Echoes Over Time: Unlocking Length Generalization in Video-to-Audio Generation Models
This addresses the problem of limited data and text-video mismatch for researchers and practitioners in multimodal AI, though it appears incremental as an enhanced extension of existing models.
The paper tackles the challenge of scaling multimodal alignment for video-to-audio generation, specifically testing if models trained on short instances can generalize to longer ones. The proposed MMHNet method significantly improves long audio generation up to over 5 minutes, beating prior works on benchmarks.

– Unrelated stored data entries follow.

PR #415, opened 2026-07-16
feat(report): version the serialized ProfileReport schema

### LINKED ISSUE #374: Version the serialized ProfileReport schema and define compatibility
Parent: #371

## User problem

`ProfileReport.save()`, `load()`, `to_dict()`, and Rust serde output make reports durable product artifacts, but the serialized document has no explicit schema version or documented reader compatibility policy. A future field rename can turn a saved baseline into an opaque load failure—or worse, a plausible but semantically different report.

## Proposed direction

Add an explicit report schema version, independent of the package version, and define how readers handle:

- the current unversioned 0.9 document
- additive fields from newer writers
- unsupported future major schema versions
- missing optional metrics (`None` means not analyzed; empty means analyzed with no findings)

Prefer a small top-level integer/string and explicit migrations over coupling the file format to `dataprof.__version__`.

## Acceptance criteria

- [ ] Newly serialized JSON reports carry a schema version.
- [ ] Current 0.9 unversioned fixtures still load through a documented legacy path.
- [ ] Unknown additive fields do not break a compatible reader.
- [ ] Unsupported future schema versions fail explicitly before partial decoding.
- [ ] Rust serde and Python `to_dict()/from_dict()/save()/load()` agree on the field and semantics.
- [ ] Golden fixtures cover legacy, current, additive-future, and incompatible-future documents.
- [ ] The compatibility policy is documented in the Python guide and Rust API docs.

## Likely files

- `crates/dataprof-core/src/profile.rs`
- `crates/dataprof-runtime/src/profile_report.rs`
- `python/dataprof/__init__.py` and `__init__.pyi`
- `tests/` and `python/tests/test_python_api.py`
- `docs/python/README.md`

## Verification

```bash
cargo test -p dataprof-core
cargo test -p dataprof-runtime
uv run pytest python/tests/test_python_api.py -q
```

## Non-goals

- guaranteeing byte-for-byte identical JSON
- embedding raw input data
- accepting semantically incompatible reports silently

AndreaBozzo:
Closes #374.

## What

Saved reports are durable artifacts (CI baselines, drift references, agent inputs), but the serialized document had no schema version: a future field change could turn a stored baseline into an opaque failure or a plausible-but-different report. This adds an explicit, package-version-independent `schema_version` to both serialization dialects and defines the reader policy.

- **Rust**: `REPORT_SCHEMA_VERSION` (= 1) exported from `dataprof-runtime` and the facade; `ProfileReport` serializes the field and its deserializer rejects newer versions with an actionable error. Documents without the field (0.9-era) load as version 0 through the existing legacy aliases.
- **Python**: `dataprof.REPORT_SCHEMA_VERSION` (= 1); `to_dict()`/`to_json()`/`save()` stamp the document; `from_dict()`/`from_json()`/`load()` check the version **before** any structural decoding — legacy documents load, additive unknown fields are ignored, newer versions raise `ValueError` ("Upgrade dataprof to load it"), non-integer versions are rejected.
- **Docs**: compatibility policy table in the Python guide; policy doc comments on the Rust const/field.

## Compatibility semantics

| Document | Reader behavior |
|---|---|
| No `schema_version` (pre-0.10) | Loads via legacy path, identifiable as version 0 |
| `schema_version` ≤ current | Loads; unknown additive fields ignored |
| `schema_version` > current | Explicit failure, never partial decoding |

## Tests

Fixture coverage in both languages for all four document classes (legacy / current / additive-future / incompatible-future), plus non-integer version rejection and a gate-ordering test (version check precedes structural validation).

## Verification

Drove the flow end-to-end through both public surfaces (not just tests): profiled a real CSV, saved, inspected the on-disk document (`schema_version: 1` leads the document), reloaded, then tampered the file on disk — version 99 rejected with the actionable message, field removed loads as legacy, string version rejected, additive unknown field tolerated. Same probes through the Rust facade via `serde_json`.

```
cargo test -p dataprof-runtime      # 41 passed
uv run pytest python/tests/test_python_api.py -q   # 265 passed
cargo fmt --all && cargo clippy -p dataprof-runtime -p dataprof -p dataprof-python --all-targets
uv run ruff format python/ && uv run ruff check python/ && uv run ty check python/
```

### DIFF
--- a/crates/dataprof-runtime/src/lib.rs
+++ b/crates/dataprof-runtime/src/lib.rs
@@ -17,7 +17,7 @@ pub use profile_builder::{
     profile_from_stats, profile_from_stats_with_hints, profiles_from_streaming,
     profiles_from_streaming_with_hints, quality_check_samples,
 };
-pub use profile_report::ProfileReport;
+pub use profile_report::{ProfileReport, REPORT_SCHEMA_VERSION};
 pub use report_assembler::ReportAssembler;
 pub use streaming_stats::{
     StreamingColumnCollection, StreamingStatistics, TextLengthStats, WelfordAccumulator,
--- a/crates/dataprof-runtime/src/profile_report.rs
+++ b/crates/dataprof-runtime/src/profile_report.rs
@@ -139,7 +139,6 @@ impl<'de> serde::Deserialize<'de> for ProfileReport {
     where
         D: serde::Deserializer<'de>,
     {
-        use serde::Deserialize;
         use serde::de::Error;
 
         let value = serde_json::Value::deserialize(deserializer)?;
--- a/crates/dataprof-runtime/src/profile_report.rs
+++ b/crates/dataprof-runtime/src/profile_report.rs
@@ -23,13 +23,12 @@ pub const REPORT_SCHEMA_VERSION: u32 = 1;
 /// Quality assessment informed by ISO 8000/25012 concepts. This is the primary output of all
 /// profiling operations (`Profiler::analyze_file`, `Profiler::analyze_source`,
 /// `Profiler::profile_stream`, etc.).
-#[derive(Debug, Clone, serde::Serialize, serde::Deserialize)]
+#[derive(Debug, Clone, serde::Serialize)]
 pub struct ProfileReport {
     /// Version of the serialized report schema (see [`REPORT_SCHEMA_VERSION`]).
     ///
     /// `0` means the document predates schema versioning (a 0.9-era report).
     /// Deserialization rejects versions newer than [`REPORT_SCHEMA_VERSION`].
-    #[serde(default, deserialize_with = "deserialize_schema_version")]
     pub schema_version: u32,
     /// Unique identifier for this report (UUID v4)
     pub id: String,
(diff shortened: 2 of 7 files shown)


AndreaBozzo:
Addressed both Copilot findings in e61b9e1 — and importantly, **the autofix commit dea26bd had broken the branch**: it deleted the structural-check `if` line but left its `raise` body dangling, so every document carrying a valid `schema_version` failed to load (13 test failures). Fixed properly:

- **null bypass (Python)**: `from_dict()` now distinguishes a missing field (legacy path) from an explicit `schema_version: null`, which is rejected as malformed. The structural key check is restored. Parametrized test now includes `None`.
- **field-order gate (Rust)**: replaced the per-field `deserialize_with` hook with a manual `Deserialize` that buffers the document into a `serde_json::Value` first (same JSON-centric approach the existing quality-compat deserializer already uses), so the actionable "upgrade dataprof" error wins even when a future document also breaks structure and `schema_version` appears last. Explicit null / non-integer / negative versions are rejected with a dedicated message. New tests cover the version-error-wins-over-structural-error scenario and the malformed-version cases.

Gates: cargo test -p dataprof-runtime (44 passed), pytest (266 passed), fmt/clippy/ruff/ty clean. Also re-drove the save→tamper→load flow end to end.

Scaling multimodal alignment between video and audio is challenging, particularly due to limited data and the mismatch between text descriptions and frame-level video information. In this work, we tackle the scaling challenge in multimodal-to-audio generation, examining whether models trained on short instances can generalize to longer ones during testing. To tackle this challenge, we present multimodal hierarchical networks so-called MMHNet, an enhanced extension of state-of-the-art video-to-audio models. Our approach integrates a hierarchical method and non-causal Mamba to support long-form audio generation. Our proposed method significantly improves long audio generation up to more than 5 minutes. We also prove that training short and testing long is possible in the video-to-audio generation tasks without training on the longer durations. We show in our experiments that our proposed method could achieve remarkable results on long-video to audio benchmarks, beating prior works in video-to-audio tasks. Moreover, we showcase our model capability in generating more than 5 minutes, while prior video-to-audio methods fall short in generating with long durations.